I'm writing a PIN tool where I want to see speculatively executed instructions that were eventually squashed.
I.e. if a branch direction was predicted, some instructions were executed speculatively, the branch direction was resolved and the prediction was shown to be incorrect, the instructions that were executed would then be squashed and the register file would be restored.
I assume that RTN_AddInstrumentFunction only adds an instrument function to instructions that were retired (i.e. non-speculative or speculative and shown to be correct). Is there a way for me to use PIN to get access to instructions that were executed speculatively but then squashed?

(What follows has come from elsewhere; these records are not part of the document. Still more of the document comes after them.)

PR #2110, opened 2025-06-13
[select] Fix position flicker when no default value is set

atomiks:
After the store introduction, the `alignItemWithTriggerActive` values can't be in the store since it updates too late (and isn't necessary since the items don't need it). It causes the position to flicker into place as it's not aligned for the first/initial frame. This also returns the select-state-in-render-pattern in `Select.Positioner`

Remove the `defaultValue` from https://master--base-ui.netlify.app/experiments/long-select to see the bug before and after


atomiks:
@romgrk yes it's still performant - in fact it seems slightly faster in this PR

michaldudak (approved):

PR #2111, opened 2025-06-13
[scroll area] Handle touch momentum scrolling for programmatic scroll check

atomiks:
Since touch devices lack `onWheel` the scrolling state is unset while in momentum scroll phase: https://github.com/mui/base-ui/pull/1908

### DIFF
--- a/packages/react/src/scroll-area/viewport/ScrollAreaViewport.tsx
+++ b/packages/react/src/scroll-area/viewport/ScrollAreaViewport.tsx
@@ -11,6 +11,7 @@ import { MIN_THUMB_SIZE } from '../constants';
 import { clamp } from '../../utils/clamp';
 import { useModernLayoutEffect } from '../../utils/useModernLayoutEffect';
 import { onVisible } from '../utils/onVisible';
+import { useTimeout } from '../../utils/useTimeout';
 
 /**
  * The actual scrollable container of the scroll area.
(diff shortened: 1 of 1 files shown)


packages/react/src/scroll-area/viewport/ScrollAreaViewport.tsx
```diff
@@ -225,7 +227,16 @@ export const ScrollAreaViewport = React.forwardRef(function ScrollAreaViewport(
...
+      // Debounce the restoration of the programmatic flag so that it only
+      // flips back to `true` once scrolling has come to a rest. This ensures
+      // that momentum scrolling (where no further user-interaction events fire)
+      // is still treated as user-driven.
+      scrollEndTimeout.clear();
+      // 100 ms without scroll events ≈ scroll end
+      // https://developer.mozilla.org/en-US/docs/Web/API/Element/scrollend_event
+      scrollEndTimeout.start(100, () => {
+        programmaticScrollRef.current = true;
+      });
```
romgrk: `.clear()` is redundant. A `Timeout` instance can only contain one timeout at once, it clears the old one if a new one is started.

michaldudak:
What problem does it solve? Momentum scrolling can last for much more than 100ms - is it enough to treat everything after this duration as programmatic scroll?

atomiks:
@michaldudak `onScroll` fires during momentum scrolling in quick succession so it works correctly until the end

michaldudak (approved):

Issue #1752, opened 2025-04-20
[docs] Fix API table design


oliviertassinari:
## Current behavior

The new design of the Base UI API reference:

<img width="794" alt="Image" src="https://github.com/user-attachments/assets/e089b404-96d6-471c-8841-7dccc2001281" />

_https://base-ui.com/react/components/toast#provider_

seems to deliver low usability in practice. I landed here trying to use a bit the product.

As far as I'm aware, here are the possible user journeys to use the API reference, sorted by importance/frequency:

1. "I don't know the prop to use, but I want to see if an option to do what I want already exists."
  For example:
  - Let's say I'm using Notistack and I want to migrate to the new Toast component. If I'm using Material Design, I can't use stacking: https://m3.material.io/components/snackbar/guidelines.
  <img width="380" alt="Image" src="https://github.com/user-attachments/assets/05d9b3ad-0978-4bac-8e87-802ff89f6440" />

  So I searched for "maximum" to find something similar to https://notistack.com/features/basic#maximum-snackbars. No results. 

  <img width="800" alt="Image" src="https://github.com/user-attachments/assets/7c248a21-b26c-4a19-a639-65413dad35b2" />

  It's not available in Google nor in Algolia search. Still, the content exists: 

  <img width="390" alt="Image" src="https://github.com/user-attachments/assets/9ebb257a-5868-4d3c-8880-daf55500e6d7" /> 

  - Or let's say I want to implement an "auto close" behavior, same pain.

  So I don't see how this solves the design constraint that the table should solve.

2. "I see a component that use a prop, I don't know what the prop does, I follow the link from the IDE".
   For example, I'm in:

<img width="570" alt="Image" src="https://github.com/user-attachments/assets/c09dc109-b40d-4987-b3cd-cd7e8f6bcb38" />

(_I think it's missing a link to the API reference like MUI Base has, but that's a detail_). I'm opening the docs page, now I need to move my cursor all the way to the info tooltip to see what's important.

  It feels much slower compared to before.

3. "I don't know the props available, I'm curious to learn what's possible to do"

  I have to hover over each info tooltip. I don't see how this is an optimal design solution. It feels much slower compared to before.

4. ? I'm not aware of other use cases.

## Expected behavior

Right now, it feels like we have something that is 1. looks great 2. usable. I would expect the opposite priority. So: 1. it has to be usable, 2. it has to look great.

[...]

PR #2116, opened 2025-06-14
[docs] Expandable props `<table>`

mj12albert:
Preview: https://deploy-preview-2116--base-ui.netlify.app/react/components/toggle

Testing out a new design for https://github.com/mui/base-ui/issues/1752

### DIFF
--- a/docs/src/components/CollapsibleReferenceTable/CollapsibleReferenceTable.tsx
+++ b/docs/src/components/CollapsibleReferenceTable/CollapsibleReferenceTable.tsx
@@ -1,0 +1,155 @@
+import * as React from 'react';
+import clsx from 'clsx';
+import { Collapsible } from '@base-ui-components/react/collapsible';
+import { createMdxComponent } from 'docs/src/mdx/createMdxComponent';
+import { inlineMdxComponents } from 'docs/src/mdx-components';
+import { rehypeSyntaxHighlighting } from 'docs/src/syntax-highlighting';
+import * as Table from '../Table';
+import { TableCode } from '../TableCode';
+import { GhostButton } from '../GhostButton';
+
+const DATA: Record<
+  string,
+  { type: string; description?: string; default?: boolean; required?: boolean }
+> = {
+  className: {
+    type: 'string | ((state: Fieldset.Root.State) => string)',
+    description:
+      'CSS class applied to the element, or a function that\n' +
+      'returns a class based on the component’s state.',
+  },
+  render: {
+    type: 'ReactElement | ((props: HTMLProps, state: Fieldset.Root.State) => ReactElement)',
+    description:
+      'Allows you to replace the component’s HTML element\n' +
+      'with a different tag, or compose it with another component.\n' +
+      '\n' +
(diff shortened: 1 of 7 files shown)


docs/src/components/CollapsibleReferenceTable/CollapsibleReferenceTable.tsx
romgrk, line 1: I played a bit with the UX, these changes would be nice:
 - Make the whole row a click target, the small toggle button at the end is tedious to click (particularly with a touchpad)
 - Merge the `type` and `default` columns. For large type descriptions, that leaves more space for the type
 - Don't show the default if there is none (when `prop.default === undefined`)

https://github.com/user-attachments/assets/ccf36b35-7307-48da-9e90-47e91e883dc1

atomiks:
The entire row should be clickable imo, as the button is quite obscure and small

Also would be good to in this PR:

1. Amend a component's prop JSDoc with an `@example` code block to see how examples render for each row
2. Add a manual `@type` or such to show expanded types (until the extractor can handle it). So for `collisionAvoidance: CollisionAvoidance` it'd be `collisionAvoidance: { side: 'flip' | 'shift', align: 'flip' | 'shift', fallbackAxisSide: 'none' | 'start' | 'end' }` in the expanded panel

It's nice to keep the JSDocs in sync with the documentation as much as possible (and keep it as a source of truth)

mj12albert:
> The entire row should be clickable imo, as the button is quite obscure and small

Currently I started with one of the patterns from https://adrianroselli.com/2019/09/table-with-expando-rows.html

From this example it seems possible to have clickable rows as well: https://adrianroselli.com/2020/02/block-links-cards-clickable-regions-etc.html#Update02

Just need to test if combining both maintains a good SR experience; in the [“Disclosure Control as Entire Row” example](https://codepen.io/aardrian/pen/VoQbLm?editors=1100), the trigger row is special and doesn't have "content cells" matching the headings

atomiks:
We really need a footer 😅 

https://github.com/user-attachments/assets/82f346a3-2277-4d44-be4b-8ca85e7d5f55

mj12albert:
A huge issue I found (also present in the [reference example](https://codepen.io/aardrian/pen/wvKWVBW?editors=1100)) is that when VO moves to an expanded details row, the row number of the new row is always announced incorrectly, also it always announces the row header contents of a different row

Seems like these are bugs that Adrian already filed in the webkit tracker:
- [Tables with show/hide rows report wrong counts and block access to rows in VoiceOver](https://bugs.webkit.org/show_bug.cgi?id=275366) - supposedly fixed in MacOS 15.1, which I don't have
- [Incorrect row header announcement in VoiceOver macOS](https://bugs.webkit.org/show_bug.cgi?id=235740) - opened in 2022, no response/activity

mj12albert:
Screenshot 2025-06-19 at 6 09 38 PM

Using `rowspan` fixes 90% of the a11y issue but makes the design impossible, since overriding the `rowspan`-based height requires changing `display: table-cell` which breaks the whole table's semantics

Closing this as the accordion based implementations are better

PR #2119, opened 2025-06-16
[dialog] Fix popup prop merging

atomiks:
With #2042, merging with main I noticed two issues:

- `nativeButton={false}` must be specified on `Dialog.Trigger` since the `Menu.Item` is rendering it, which is not a native button (the keyboard handlers didn't work, only the pointer).  I wonder if this can be made more obvious/clear.
- The prop merging was incorrect in `useDialogPopup`, causing the `onKeyDown` handler to overwrite and break the handlers that handled the `Escape` event key bubbling

### DIFF
--- a/docs/src/app/(private)/experiments/menu/complex-nesting.tsx
+++ b/docs/src/app/(private)/experiments/menu/complex-nesting.tsx
@@ -48,9 +48,10 @@ export default function MenuComplexNestingExperiment() {
 
                 <Dialog.Root>
                   <Menu.Item
-                    render={<Dialog.Trigger nativeButton={false} />}
+                    render={<Dialog.Trigger />}
                     className={styles.Item}
                     closeOnClick={false}
+                    nativeButton
                   >
                     Open Settings
                   </Menu.Item>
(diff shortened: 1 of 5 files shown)


docs/src/app/(private)/experiments/menu/complex-nesting.tsx
```diff
@@ -48,7 +48,7 @@ export default function MenuComplexNestingExperiment() {
 
                 <Dialog.Root>
                   <Menu.Item
-                    render={<Dialog.Trigger />}
+                    render={<Dialog.Trigger nativeButton={false} />}
```
michaldudak: This doesn't seem correct. Dialog.Trigger renders a native button. If there was `<Dialog.Trigger render={<Menu.Item />}>` we'd need `nativeButton={false}`.

michaldudak: Actually, it should be `<Menu.Item render={<Dialog.Trigger />} nativeButton />`, no?

atomiks: Yes, right - imo this area needs work in the API as it's pretty confusing and an easy footgun

michaldudak: It could be alleviated by us using native buttons everywhere, including menu items. Then, only if devs want to use noninteractive elements, they'll have to explicitly add the prop.

PR #2123, opened 2025-06-17
[useScrollLock] Fix height calculation on Android

### LINKED ISSUE #2122: [dialog] Incorrect scroll-lock style calculation
# Bug report

Currently when opening a modal in Chrome on Android the bottom part of the screen is being cut-off due to an incorrect calculation of the `height` property. This is only happening if the top navigation / URL bar of the browser is hidden because the user scrolled down.

## Current behavior

https://github.com/user-attachments/assets/0d6506d0-23ee-4b83-94df-76d51fd38ef5

In the video notice the bottom part of the page, its being cut-off when a dialog is open. The reason for that is the `height: calc(-57px + 100dvh)` style on the `body element.`

## Expected behavior

The height and width of the body element should remain visually unchanged.

## Reproducible example
[
calc(-57px + 100dvh)](https://base-ui.com/react/components/dialog)

## Base UI version

1.0.0-beta.0

Chrome on Android

## Which OS are you using?

Android

## Additional context

Taking a look at the code this bug seems to be related to this line: https://github.com/mui/base-ui/blob/d07961b40bd474f26db632421c5e346a29eabaef/packages/react/src/utils/useScrollLock.ts#L87 where the scrollbarHeight is being calculated as:

```ts
const scrollbarHeight = Math.max(0, win.innerHeight - html.clientHeight);
```

atomiks:
Fixes #2122


packages/react/src/utils/useScrollLock.ts
```diff
@@ -83,8 +83,8 @@ function preventScrollStandard(referenceElement: Element | null) {
       htmlStyles.overflowX === 'scroll' || bodyStyles.overflowX === 'scroll';
 
     // Values can be negative in Firefox
-    const scrollbarWidth = Math.max(0, win.innerWidth - html.clientWidth);
-    const scrollbarHeight = Math.max(0, win.innerHeight - html.clientHeight);
+    const scrollbarWidth = isScrollableY ? Math.max(0, win.innerWidth - html.clientWidth) : 0;
+    const scrollbarHeight = isScrollableX ? Math.max(0, win.innerHeight - html.clientHeight) : 0;
```
atomiks: Caveat: this check doesn't work if the content is horizontally scrollable (`html.scrollWidth > html.clientWidth`) but there's still no vertical scrollbar size

packages/react/src/utils/useScrollLock.ts
```diff
@@ -191,7 +191,7 @@ class ScrollLocker {
       return;
     }
 
-    const isOverflowHiddenLock = isIOS || (isFirefox && !hasInsetScrollbars(referenceElement));
+    const isOverflowHiddenLock = isIOS || !hasInsetScrollbars(referenceElement);
```
atomiks, line 194: This applies the `hasInsetScrollbars` check (previously Firefox-only) to all browsers, which checks `win.innerWidth - doc.documentElement.clientWidth` to determine if it can use the standard scroll lock (where no layout shift occurs due to disappearing scrollbars), which is unaffected by mobile browser navbars

mnajdova: We should update the comment below, as it is not related to Firefox only now.

mnajdova (approved):
Please check the comment above before merging, the fix works 👍

PR #2124, opened 2025-06-17
[accordion][tabs] Make `value` a required prop

### LINKED ISSUE #1588: [Accordion] Opening animation isn't cancelled when a panel is initially open
https://codesandbox.io/p/sandbox/eloquent-gwen-dpp375

Tested with transitions but likely to happen with animations as well, the underlying collapsible's open state can't be determined before the first render when all the panels are indexed and the accordion's value prop `['value']` can be resolved to the panel's initial states

### LINKED ISSUE #1872: Tabs.Panel: keepMounted doesn't work in

### LINKED ISSUE #1880: [Accordion][Tabs] Consider making `value` a required prop
Currently it's possible to omit the `value` prop in accordion and tabs entirely, using the index (by position) implicitly as the value instead.

This causes a few small issues:

- Unable to "truly" unmount a TabPanel when `keepMounted={false}` https://github.com/mui/base-ui/issues/1872
- Mis-timed accordion animations https://github.com/mui/base-ui/issues/1588
- Unable to SSR initially open accordion or initially active tab

### LINKED ISSUE #2096: [tabs] `aria-controls` not applied to the first tab if no `value` is set
# Bug report

## Current behavior

When the first tab (and respective tabpanel) are not given ane explicit `value`, the first tab doesn't not get the `aria-controls` attribute — even though clicking on the tab correctly shows the associated tabpanel.

## Expected behavior

Each tab should have the `aria-controls` attribute, referencing the ID of the associated tabpanel.

## Reproducible example

[Link to a CodeSandbox, StackBlitz, or other IDE.](https://codesandbox.io/p/sandbox/suspicious-noether-czy2zs)

## Base UI version

`1.0.0-beta.0`

Chrome

## Which OS are you using?

Mac OS

N/A

## Additional context

N/A

michaldudak:
Made `value` in Accordion.Item, Tabs.Tab, and Tabs.Panel a mandatory prop. This helps to solve several issues with these components:
- closes #1880
- closes #1872
- closes #1588
- closes #2096

### DIFF
--- a/packages/react/src/tabs/tab/TabsTab.tsx
+++ b/packages/react/src/tabs/tab/TabsTab.tsx
@@ -27,27 +27,20 @@ export const TabsTab = React.forwardRef(function Tab(
     className,
     disabled = false,
     render,
-    value: valueProp,
+    value,
     id: idProp,
     nativeButton = true,
     ...elementProps
   } = componentProps;
 
-  const {
-    value: selectedTabValue,
-    getTabPanelIdByTabValueOrIndex,
-    orientation,
-  } = useTabsRootContext();
+  const { value: selectedTabValue, getTabPanelIdByTabValue, orientation } = useTabsRootContext();
 
   const { activateOnFocus, highlightedTabIndex, onTabActivation, setHighlightedTabIndex } =
     useTabsListContext();
 
   const id = useBaseUiId(idProp);
 
-  const tabMetadata = React.useMemo(
-    () => ({ disabled, id, value: valueProp }),
-    [disabled, id, valueProp],
-  );
+  const tabMetadata = React.useMemo(() => ({ disabled, id, value }), [disabled, id, value]);
 
   const {
     props: compositeItemProps,
@@ -57,17 +50,11 @@ export const TabsTab = React.forwardRef(function Tab(
     // because the index is needed for Tab internals
   } = useCompositeItem<TabsTab.Metadata>({ metadata: tabMetadata });
 
-  const tabValue = valueProp ?? index;
-
   // the `selected` state isn't set on the server (it relies on effects to be calculated),
   // so we fall back to checking the `value` param with the selectedTabValue from the TabsContext
   const selected = React.useMemo(() => {
-    if (valueProp === undefined) {
-      return index < 0 ? false : index === selectedTabValue;
-    }
-
-    return valueProp === selectedTabValue;
-  }, [index, selectedTabValue, valueProp]);
+    return value === selectedTabValue;
+  }, [selectedTabValue, value]);
 
   const isSelectionSyncedWithHighlightRef = React.useRef(false);
 
@@ -87,9 +74,7 @@ export const TabsTab = React.forwardRef(function Tab(
     focusableWhenDisabled: true,
   });
 
-  // const handleRef = useForkRef(compositeItemRef, buttonRef, externalRef);
-
-  const tabPanelId = index > -1 ? getTabPanelIdByTabValueOrIndex(valueProp, index) : undefined;
+  const tabPanelId = index > -1 ? getTabPanelIdByTabValue(value) : undefined;
 
   const isPressingRef = React.useRef(false);
   const isMainButtonRef = React.useRef(false);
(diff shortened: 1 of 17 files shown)


atomiks:
Would be good to add tests for each of those cases

michaldudak:
Updated.

packages/react/src/tabs/tab/TabsTab.tsx
```diff
@@ -57,17 +50,11 @@ export const TabsTab = React.forwardRef(function Tab(
...
   // so we fall back to checking the `value` param with the selectedTabValue from the TabsContext
   const selected = React.useMemo(() => {
-    if (valueProp === undefined) {
-      return index < 0 ? false : index === selectedTabValue;
-    }
-
-    return valueProp === selectedTabValue;
-  }, [index, selectedTabValue, valueProp]);
+    return value === selectedTabValue;
+  }, [selectedTabValue, value]);
```
atomiks: Not sure, but I wonder if this makes the `isNavigatingRef.current` redundant? It fixes an issue with disabled tabs specifically due to how this value got calculated

michaldudak: Yup, it seems to be working without this ref.

atomiks: This doesn't need the `useMemo` wrapper anymore

atomiks:
`NavigationMenu` uses `useId()` inside of its `Item` component as a fallback when `value` is missing. I wonder if something similar could be used without requiring `value`

https://github.com/mui/base-ui/blob/8ba89eadb183833239310328ccf98af2953e17d5/packages/react/src/navigation-menu/item/NavigationMenuItem.tsx#L20-L21

michaldudak:
`useBaseUiId` can be undefined before effects run (in React 17) and we need to have this value defined during SSR to get the tab panel content in the prerendered response.
NavigationMenu doesn't need to be rendered on the server, so `useBaseUiId` is sufficient.

atomiks:
> useBaseUiId can be undefined before effects run (in React 17) and we need to have this value defined during SSR to get the tab panel content in the prerendered response.

So it's only a problem on React 17? I don't like that we need to change to a worse API to support a version of React that's fast becoming irrelevant; it's not future-looking. I'd rather change the type to be optional and just throw a runtime warning for React 17.

mj12albert:
With useId is it possible to "fully" unmount the TabPanel when keepMounted={false}? https://github.com/mui/base-ui/issues/1872

michaldudak:
It's not just that. The value must be possible to be figured out by developer so it can be used in `defaultValue` or `value` props. There's no way to do it with `useId` - the only sensible options are explicit `value` or index.

This approach is possible in NavigationMenu as `defaultValue` will often be null. In Tabs it's not common to see no tabs selected.
Even in NavigationMenu you should provide explicit values if you want to control its state from the outside, right?

atomiks:
>  It's not just that. The value must be possible to be figured out by developer so it can be used in defaultValue or value props. There's no way to do it with useId - the only sensible options are explicit value or index.

Yeah but imo it seems intuitive/expected that the `value` prop becomes required when you need to control it or select an initial tab. For Accordion this would also be less common than Tabs I imagine.

> This approach is possible in NavigationMenu as defaultValue will often be null. In Tabs it's not common to see no tabs selected. Even in NavigationMenu you should provide explicit values if you want to control its state from the outside, right?

Yes, though it seems like with Tabs defaulting to the first tab is ok in many cases and you don't need to control it?

ciampo:
I think that defaulting to the first (non disabled) tab being selected feels reasonable, if no `value` (or `defaultValue`) are passed.

michaldudak:
Closed in #3373

PR #2132, opened 2025-06-18
[utils] Make Romain's utils public

flaviendelangle:
I added some of the utils that we are using on the Scheduler to the public utils list.

For `useOnMount`, `useLazyRef` and `useTimeout`, I don't see a big reason not to make them public since you already expose stuff like `useForkRef` or `useModernLayoutEffect`.

For the store, it's clearly a bigger addition to the public API.
I'm strongly in favor of having a single implementation of this logic in the company in the future, but maybe we don't want it to be exported like this from the `@base-ui-components/react` package.

Sidenote, we are also using `useRenderElement` and `useButton` but I'm keeping those for later since they are more tight to the Base UI logic and less generic.


packages/react/src/utils/index.ts
romgrk, line 1: > but maybe we don't want it to be exported like this from the @base-ui-components/react package.

We don't, that makes those hooks subject to semver. If we need to refactor them, we can't until BUI releases another major. I want to publish a hooks/utils package separately from BUI, but I haven't had time to do it.

atomiks:
We shouldn't have _any_ public utils (it should be removed from the exports map.) 

I think some were made public just for the docs, but we should have a `utils` package instead.

If we make a util public, it's documented for public use (`useRender` and `mergeProps`). So `useControlled`, `useForkRef` etc. should all be hidden.

michaldudak:
I'm going to create a separate internal utils package to use across MUI products

michaldudak:
I opened a PR that moves the utils to a new library (https://github.com/mui/base-ui/pull/2167), so we can close this one.

PR #2134, opened 2025-06-18
[useRender] Make useRender RSC-friendly

michaldudak:
Conditionally calls `useForkRef` depending on whether the code runs on a server.
This makes the `useRender` compatible with React Server Components.
While it theoretically breaks the rules of hooks, the condition is constant per environment, so the it should work fine.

You can't do that with binary instrumentation tools like PIN, only with hardware performance counters.
PIN can only see instructions along the correct path of execution; it works by adding / modifying instructions in memory to run extra code. But this new code is still just x86 machine code that the CPU has to execute, giving the illusion of running each instruction one at a time, in program order.
Mis-speculated instructions have no architectural effect so only stuff with special access to the micro-architectural state (like performance counters) can tell you anything about them.
There are perf counters for mispredicts, like perf stat -e branch-misses to count number of branches that were mis-predicted.
Number of bad uops issued by the front-end in the shadow of a mis-speculation that have to be cancelled can be derived (on Skylake and probably other Intel) from
uops_issued.any - uops_retired.retire_slots. Both count fused-domain uops and match each other ~exactly when there's no mis-speculation of any kind (branches, memory-order mis-speculation pipelien nukes, or whatever else).